Michael Griffith

gangway #19

The Beachcomber

© 2001 by Michael Griffith and gangan books australia

 

The Beachcomber brushed the sand from off it. It was another eye stained with seaweed. He rinsed it in a low tide wave that poured crackling towards him, sounding inside his cold cut ear like sherbet exploding over the sands silver tongue.

    He’d found many before, exactly like this. Blue eyes marooned in the pools in rocks, browns washed into his previous footprints, green hazel’s stuck in the grip of sea grass.

    Pushing himself up to his evolved stoop, he dropped it into his bulging pocket where six other eyes he’d found this morning, blinked.

    Back at his thrown together hut, constructed from flotsam brought in on the tide, thousands upon thousands of eyes, adorning one wall, followed his movements around the ramshackle room.

    There was a table made from a broken dingy, a wood burning stove that burnt whatever it touched, a cupboard so dark he called it secrets and a window frame that the sun set through.

    He hadn’t always been able to find them. For years the only eyes he could find were his own. Now though, through circumstance and perseverance, he had taught himself how to find them even when buried under several layers of sand; discerning, then following a scant trickle of tears, using in place of a shovel, his hand.

    On the weekend when the people came flocking, he’d place a sign above his door that read ‘Other Views’. But most he found had only come for the water.

    Unperturbed each night he’d pull his overcoat close, lifting its collar to shield his neck, and grabbing his grubby, rusting bucket, trudge down to the waters edge. And as the waves crashed like distant artillery, and the seagulls stood, quiet and at home in the spray, he’d crouch above the freezing sand and observe the tide recess.

    Each night the Ocean would discard them there. Litter them in its diminishing wake, where they’d either roll lost into cold crab holes, or blink to reflect the moon spilling stars.

    Bucket in hand, he’d feet scar the washes silver skin and begin loading the pail with frightened orbs. Some screamed in silence to make sense of it all, some remained still, watching others tumble in.

    Overloaded, and soaked to the skin, he’d leave the ocean to its outgoing journey, and labour back to his shack, weighed down by his bucket’s inconsolable crying.

    Sharp night outside the door, he’d place the weeping bucket on the broken table, and after hanging his overcoat up, retrieve from his deep cupboard called secrets a ‘tinkered with’ slide projector. It was a simple grey box, squat with a worn lens protruding out the front, a hole at the back where the lit candle was placed, and an eye shaped slot crudely carved into the top.

    He’d take time to position the slide projector on the table, then further time adjusting its adjustable legs, till finally as the night wind wolfed around his shack and his broken table mistook the tears for sea, he’d lean forward, excited in his chair, and plop a new eye in. Alone in the dark bar a few thousand eyes, he’d watch this eye’s owners life unfurl on the screen that was his cleanest wall.

    Every night was like this. Recollections pouring forth to enliven the dark with hints and clues and mysteries. Eye after eye wallpapering the weathered wood with life. It would be morning before the last candle died and exhausted he’d crawl into bed.

    There were others like him. Dispersed along the forever beach, in little inconsequential shacks, scouring all their secrets found for different angles or evidence. Always aware as they waited and combed, that with one good find; the catalyst orb, every eye you had found to date and all that you were destined to find, would become an eye of vision.

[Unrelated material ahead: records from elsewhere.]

PR #563, opened 2022-09-03
fix: Add missing NSG rules for VCN-Native Pod Networking

devoncrouse:
Changed to reflect https://docs.oracle.com/en-us/iaas/Content/ContEng/Concepts/contengnetworkconfig.htm#securitylistconfig:
* Moved `oci_core_network_security_group_security_rule.workers_egress_flannel` to CNI-agnostic `local.workers_egress` for node to node.
* Added `oci_core_network_security_group_security_rule.workers_ingress_npn` for pod to worker.
* Added `oci_core_network_security_group_security_rule.pods_ingress` for CP to pod, worker to pod, and pod to pod (`local.pods_ingress` existed for them but was not yet referenced).
* Added to TCP 6443/12250 to `local.pods_egress` for pod to CP.
* Updated `oci_core_network_security_group_security_rule.pods_egress_internet` from tcp to all protocols.

Signed-off-by: Devon Crouse <devon.crouse@oracle.com>

### DIFF
--- a/modules/network/locals.tf
+++ b/modules/network/locals.tf
@@ -2,6 +2,8 @@
 # Licensed under the Universal Permissive License v 1.0 as shown at https://oss.oracle.com/licenses/upl
 
 locals {
+  # VCN subnet configuration
+  # See https://docs.oracle.com/en-us/iaas/Content/ContEng/Concepts/contengnetworkconfig.htm#vcnconfig
 
   # first vcn cidr
   # pick the first cidr block in the list as this is where we will create the oke subnets
@@ -54,9 +56,11 @@ locals {
     waf_subnet.cidr
   ] : []
 
+  # Security configuration
+  # See https://docs.oracle.com/en-us/iaas/Content/ContEng/Concepts/contengnetworkconfig.htm#securitylistconfig
   # if port = -1, allow all ports
 
-  #control plane seclist
+  # Security List rules for control plane subnet (Flannel & VCN-Native Pod networking)
   cp_egress_seclist = [
     {
       description      = "Allow Bastion service to communicate to the control plane endpoint. Required for when using OCI Bastion service.",
@@ -78,7 +82,8 @@ locals {
       stateless   = false
     }
   ]
-  # control plane
+
+  # Network Security Group egress rules for control plane subnet (Flannel & VCN-Native Pod networking)
   cp_egress = [
     {
       description      = "Allow Kubernetes Control plane to communicate to the control plane subnet. Required for when using OCI Bastion service.",
@@ -114,6 +119,7 @@ locals {
     },
   ]
 
+  # Network Security Group ingress rules for control plane subnet (Flannel & VCN-Native Pod networking)
   cp_ingress = [
     {
       description = "Allow worker nodes to control plane API endpoint communication"
@@ -149,8 +155,16 @@ locals {
     },
   ]
 
-  # workers
+  # Network Security Group egress rules for workers subnet (Flannel & VCN-Native Pod networking)
   workers_egress = [
+    {
+      description      = "Allows communication from (or to) worker nodes.",
+      destination      = local.workers_subnet
+      destination_type = "CIDR_BLOCK",
+      protocol         = local.all_protocols,
+      port             = -1,
+      stateless        = false
+    },
     {
       description      = "Allow ICMP traffic for path discovery",
       destination      = local.anywhere
@@ -185,6 +199,7 @@ locals {
     }
   ]
 
+  # Network Security Group ingress rules for workers subnet (Flannel & VCN-Native Pod networking)
   workers_ingress = [
     {
       description = "Allow ingress for all traffic to allow pods to communicate between each other on different worker nodes on the worker subnet",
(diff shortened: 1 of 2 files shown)


modules/network/locals.tf
```diff
@@ -238,19 +246,35 @@ locals {
...
+      stateless        = false
+    }
   ]
 
   pods_ingress = [
     {
-      description = "Allow worker nodes to access pods.",
+      description = "Kubernetes API endpoint to pod communication.",
       protocol    = local.all_protocols,
       port        = -1,
```
hyder, line 271: Can we be more specific re: protocols and ports?

modules/network/locals.tf
```diff
@@ -238,19 +246,35 @@ locals {
...
       source      = local.cp_subnet,
       source_type = "CIDR_BLOCK",
       stateless   = false
     },
     {
-      description = "Allow Kubernetes Control Plane to communicate with pods.",
+      description = "Allow pods on one worker node to communicate with pods on other worker nodes.",
       protocol    = local.all_protocols,
       port        = -1,
       source      = local.workers_subnet,
```
hyder, line 280: Should the source be the pod subnet? 

Also, can we be more specific re: protocols and ports?

modules/network/nsgs.tf
```diff
@@ -149,19 +149,6 @@ resource "oci_core_network_security_group_security_rule" "workers_egress" {
   count = length(local.workers_egress)
 }
 
-resource "oci_core_network_security_group_security_rule" "workers_egress_flannel" {
```
hyder, line 152: Why is this being removed?

modules/network/nsgs.tf
```diff
@@ -307,6 +294,17 @@ resource "oci_core_network_security_group_security_rule" "workers_healthcheck_in
 
 }
 
+resource "oci_core_network_security_group_security_rule" "workers_ingress_npn" {
```
hyder, line 297: Since it's about pods communication, shouldn't this be covered under the pod NSG instead of the workers? The pods will be using the additional vnics and they should be covered by this rule: https://github.com/oracle-terraform-modules/terraform-oci-oke/blob/main/modules/network/locals.tf#L261

modules/network/nsgs.tf
```diff
@@ -366,14 +364,25 @@ resource "oci_core_network_security_group_security_rule" "pods_egress" {
   count = var.cni_type =="npn" ? length(local.pods_egress) : 0
 }
 
+resource "oci_core_network_security_group_security_rule" "pods_ingress" {
```
hyder, line 367: Ah I think I missed that one. Thanks for picking this up

hyder (commented):
Please clarify the additions/deletions in the PR. We need to ensure they still work for flannel

hyder:
@Djelibeybi Can you please check why @devoncrouse is required to sign OCA?

Djelibeybi:
@devoncrouse you either need to make your OGHO membership public (if you're already a member) or you need to become a member of OGHO and make that membership public once you are.

modules/network/locals.tf
devoncrouse: The rule here didn't change - the description for it vs. the one below seemed flipped based on source subnet. That said, I do think we can make them more specific, e.g. this one is documented but might not be necessary - I'll find out and follow up.

modules/network/nsgs.tf
devoncrouse: It's also needed for NPN - I moved it to the shared locals.workers_egress since the cni_type conditional isn't needed.

modules/network/nsgs.tf
devoncrouse: The description comes from the documentation and could be more clear. e.g. `Pod -> NodePort` or `pod -> hostNetwork pod` would be permitted by this rule. I'll clarify in the description here.

modules/network/locals.tf
devoncrouse: Updating the description to be more clear; this is the other side of the `workers_ingress_npn` change further below, to support cross-host `NodePort -> Pod` or `hostNetwork pod -> pod`.

modules/network/nsgs.tf
hyder: I was going by the docs. Let's try getting the rules more explicitly documented

modules/network/locals.tf
devoncrouse: Updating the description to reflect the use-case for API server calling webhooks served by pods.

modules/network/nsgs.tf
```diff
@@ -366,14 +364,25 @@ resource "oci_core_network_security_group_security_rule" "pods_egress" {
   count = var.cni_type =="npn" ? length(local.pods_egress) : 0
```
hyder, line 364: Can you please add the same condition for the creation of the pod nsg?

devoncrouse: Done.

hyder (approved):
Approved. Thanks a lot for the painstaking verifications. Much appreciated!

PR #568, opened 2022-09-08
fix cp_ingress_additional_cidrs nsg rule

ooraini:
The rule had both icmp and tcp options. Running terraform apply twice always reports changes.


hyder:
Hi @ooraini,

I noticed you closed the PR before we could merge. Is this still an issue?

    He had found no such eye, only beauty in ones he had. They were presents from the water, gifts from the sea. Friends on the wall, keeping an eye on everything he’d found. Friends that watched, concerned every morning, the rising tide peak a footprint closer. Sometimes he’d wake to sodden steps and know, somewhere closer than the future, his hut would collapse into its grasp, and all that he’d uncovered, including himself, would return in a wave, to the hungry water.